The Chilean telescope expert Gustavo Rahmer is working in the United States to build in Chile what will be the largest in the world, which will allow the study of objects hitherto invisible to scientists, according to what he told Efe in an interview.
“We will be able to see things in more detail, for example to see planets that revolve around other stars. It will allow us to study the atmosphere, its composition, helping in the search for planets like Earth, looking for atmospheres where indicators of life may exist,” the engineer explained.
The telescope, whose seven mirrors were made in a laboratory at the University of Arizona, is expected to be completed in the early 2030s in Chile.
Currently Rahmer, with more than 25 years of experience in research and development of space telescope technology, is in charge of coordinating the development of cameras that serve to capture light and take it to different instruments as part of the so-called Giant Magellan Telescope Project. (GMT).
The Chilean, who is the highest-ranking instrumentation engineer of the GMT, is also the leader of the education program at Mount Lemmon Sky Center in Tucson, Arizona, which seeks to foster interest in science and astronomy, sharing his experience staff through presentations and talks.
“I’ve always been interested in astronomy. Since I was a child I liked to take things apart and see how they worked. Astronomy is a science that allows us to investigate how the universe works,” says Rahmer, 51.
Last May, it joined the GMT, an international collaboration that is under construction in Chile.
“We are evaluating new technology, but we have to find a balance between innovative and reliable,” said the engineer, who has a master’s degree in imaging sciences from the Rochester Institute of Technology in New York.
The Latino narrated that during his first professional internship at the Cerro Tololo Observatory in Chile, he discovered that astronomy is much more than simply “seeing things” in space, and that it involves designing and building optomechanical instruments.
It was there that he began his career in astronomy and got his first job as an electronic engineer, designing imaging systems in 1995.
“Now we are used to everyone having cameras, even in our cell phones. However, back then electronic cameras were hardly being used in astronomy. They had to be designed from scratch to be used in conjunction with telescopes,” Rahmer said.
“Telescopes are time machines; they allow us to see and capture a moment in time in images. They allow us to see what happened thousands of years ago in our universe,” he said.
The expert, who has worked with NOIRlab, the European Southern Observatory, the California Institute of Technology (Caltech) and the Very Large Telescope (VLT), in Chile, among other organizations, explained that the further we see through space thanks to a telescope, further back in time we can see ourselves.
“The images we’re seeing of our closest galaxy, the Andromeda galaxy, take 2.5 million years to reach us.
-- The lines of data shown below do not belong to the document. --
PR #451, opened 2023-03-17
Update tests to use default_startup_delay from config

ttuffin:
Depends on #450 

- default_startup_delay set to 30 in the config
- Tests that use this value now take it from the config
- Previously value was only used by shutdown_now test which now has its own key

### DIFF
--- a/tests/e2e/config/default.yml
+++ b/tests/e2e/config/default.yml
@@ -1,7 +1,8 @@
 default_event_delay: 1
 default_shutdown_after: 5
-default_startup_delay: 1
+default_startup_delay: 30
 operators_shutdown_after: 1
+shutdown_now_startup_delay: 1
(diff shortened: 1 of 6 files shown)


Alex-Izquierdo (dismissed):

ttuffin:
@Alex-Izquierdo @mkanoor pls review. I have added configurable values for shutdown_now and disabled_rules tests. I also updated the process shutdown test to use a hardcoded value of 0.05, which matches the hardcoded value used in the operators tests. Tests with hardcoded values do not rely on the accuracy of these values for the tests to pass, it is just to prevent an event storm hence they do not need to be configurable.

mkanoor (dismissed):

Alex-Izquierdo (approved):

mkanoor (approved):

PR #452, opened 2023-03-17
Fix websocket protocol

benthomasson:


benthomasson:
I had a hard time turning off SSL verification. I'll revisit that next week.

ansible_rulebook/job_template_runner.py
```diff
@@ -85,10 +85,10 @@ def _auth_headers(self) -> dict:
     @cached_property
     def _sslcontext(self) -> Union[bool, ssl.SSLContext]:
         if self.host.startswith("https"):
-            if self.verify_ssl.lower() == "yes":
+            if self.verify_ssl:
                 return True
-            elif not self.verify_ssl.lower() == "no":
-                return ssl.create_default_context(cafile=self.verify_ssl)
```
benthomasson, line 91: I have no idea how this line worked.  I think cafile is supposed to be a file, but appears to be "no"???

mkanoor: yes

PR #457, opened 2023-03-20
correct JAVA_HOME for Fedora like systems

evgeni:
tested in CentOS Stream 8 and Fedora 37, the folder is called `jre-17-openjdk`, not `java-17-openjdk`


Alex-Izquierdo (approved):
True. Thanks.

ttuffin (approved):

PR #744, opened 2017-10-17
Add new function WebAssert::responseContainsCount

NickWilde1990:


NickWilde1990:
Could probably be done with WebAssert::elementsCount or a regexp (depending on the exact needs), but not as easily or as good of performance.

stof:
case sensitivity is not consistent with `responseContains`

NickWilde1990:
@stof Updated to be case insensitive, thanks.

That means we’re seeing what it was like 2.5 million years in the past,” he said.
The technology that the Chilean has helped develop has made it possible to capture increasingly clear, high-definition images of stars, planets, and galaxies.
In 2005, he came to the United States and joined Caltech, where he began working on developing a new technology, evaluating candidates for in-chamber detectors for a possible space project.
In 2011 Rahmer experimented with the use of lasers at the University of Arizona’s Large Binocular Telescope Observatory, the world’s largest binocular telescope, with two large 8.4-meter-diameter mirrors.
It is a relatively new field within astronomy, where lasers are fired to create “artificial stars”, which are used as references to correct atmospheric distortions and enhance images.
“One of the main problems we have in high-precision astronomy from the ground is that we see everything through the atmosphere, which creates a distortion that prevents us from seeing the objects as they are,” he explained.
He indicated that this is one of the main reasons why the observatories are in the mountains and not in the valleys, with the aim of having the least possible atmospheric distortion.
“In recent years it has been possible to measure these distortions, making the telescopes adapt to this distortion with a necessary electronic control system. We are talking about thousands of measurements per second,” he said.
In parallel to his professional career, Rahmer works to bring his love of astronomy to the Hispanic community, presenting at schools locally, nationally and internationally.